The examples below are starting points to demonstrate what is possible with Porxie. They will likely need further modification to suit your needs and are not intended to be used as-is.

Porxie & Imgproxy#

Imgproxy can be placed in front of Porxie to handle image transformations such as resizing, cropping, and format conversions.
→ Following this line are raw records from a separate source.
PR #446, opened 2017-12-09
Add border to QR Code on Dark Theme

Wolvan:
While trying to scan the QR Code of my wallet address in the wallet, the
dark theme ended up being problematic as my phone was unable to find the
borders of the QR Code. The dark theme's QR Code should have a white
border around it to counteract this problem with scanning when using
dark theme.

I opted for an 8px border and added an element offset margin so it stays
in the place it is supposed to be.

### DIFF
--- a/client/app/assets/app.css
+++ b/client/app/assets/app.css
@@ -409,6 +409,12 @@ md-toast.debug .md-toast-content {
     object-fit: cover;
 }
 
+/* Add a white border around the QR code to make it easier on QR Code readers to decode on dark theme */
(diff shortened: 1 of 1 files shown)


j-a-m-l:
Good work! +5

boldninja:
@Wolvan can you contact me on Slack or post your ARK address here for Github bounty?

Wolvan:
AMtXb2ZPxHYFUhB4WBRfUAt21opkEuvC8p here you go! Thanks a lot for accepting this PR!

PR #448, opened 2017-12-10
Make Ark values in transaction tab selectable

Nasicus:
I noticed that the actual Ark values (total) are not selectable because they are "disabled buttons".
This really bugged me since all other values in this table are selectable and the value is in my opinion one of the most important things and should definitely be selectable.

So what I did the following:
Changed them all to `span`'s, gave them the button style and removed (with a second class) the styles which made the text not selectable.

The before and after look was the exact same for me :)

image

Let me know what you think!
Note that this is my first commit here and I'm not sure if my apporach is good :)

BTW: There may be other places in code where this should be done, but I thought before I look for them I wanted to get feedback on this.

### DIFF
--- a/client/app/assets/app.css
+++ b/client/app/assets/app.css
@@ -174,6 +174,13 @@ md-button.menuBtn>md-icon {
     padding: 0 15px;
 }
 
+.selectable-text {
+    -webkit-user-select: text ;
+    -moz-user-select: text ;
+    -ms-user-select: text ;
+    user-select: text ;
+    cursor: text;
+  }
 
 /* Utils */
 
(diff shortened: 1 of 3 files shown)


j-a-m-l:
I think that you approach is correct :)

Nasicus:
Thanks.

I searched for all occurrences of `md-button ` but did not find any other place where this should be required.

The only place which may be in question is here:
image

However I personally don't think it's necessary, especially since there are actions on the "folder name" if you click.

j-a-m-l:
That button should be changed, so the amount would be selectable too.

Nasicus:
Fair enough!

Done 👍

j-a-m-l:
+5 thanks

Using Docker Compose, an example compose.yml would look like this:

services:
  porxie:
    image: blooym/porxie:latest
    restart: unless-stopped
    read_only: true
    cap_drop:
      - ALL
    security_opt:
      - no-new-privileges
    environment:
      PORXIE_BLOB_ALLOWED_MIMETYPES: "image/*"
      PORXIE_BLOB_MAX_SIZE: 25mb
  imgproxy:
    image: darthsim/imgproxy:latest
    restart: unless-stopped
    read_only: true
    cap_drop:
      - ALL
    security_opt:
      - no-new-privileges
    depends_on:
      - porxie
    environment:
      # See https://docs.imgproxy.net/configuration/options for all options.
      IMGPROXY_BIND: ":8080"
      IMGPROXY_BASE_URL: "http://porxie:6314/"
      IMGPROXY_ALLOWED_SOURCES: "http://porxie:6314/"
      IMGPROXY_MAX_SRC_FILE_SIZE: 25000000
      IMGPROXY_CACHE_CONTROL_PASSTHROUGH: true
      IMGPROXY_RETURN_ATTACHMENT: true
      IMGPROXY_STRIP_METADATA: true

Replicating cdn.bsky.app#

Bluesky's CDN typically serves images using URLs like https://cdn.bsky.app/img/{preset}/plain/{did}/{cid}. By configuring imgproxy with presets and enabling preset-only mode, you can create a compatiable service. The presets below are based on what Bluesky used at the time of writing and may not be up-to-date.

IMGPROXY_PRESETS: >-
  avatar=rs:fill:1000:1000:1:1/g:ce/ext:webp,
  avatar_thumbnail=rs:fill:128:128:1:1/g:ce/q:70/ext:webp,
  feed_thumbnail=rs:fit:1000:0/q:70/ext:webp,
  feed_fullsize=ext:webp,
  banner=rs:fill:3000:1000:1:1/g:ce/ext:webp
IMGPROXY_ONLY_PRESETS: true

Refer to the imgproxy documentation for details on creating and modifying presets.